Exercise instructions => Go through each line of the entries below and tally those containing the string "nightly"; give only the total.

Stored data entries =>
---

PR #2903, opened 2017-01-10
Fix support for published dotty nightly builds

smarter:
Dotty nightly builds are published to maven, so they end up in
configuration "default", not "compile". We still need to look into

---

Exercise response => 2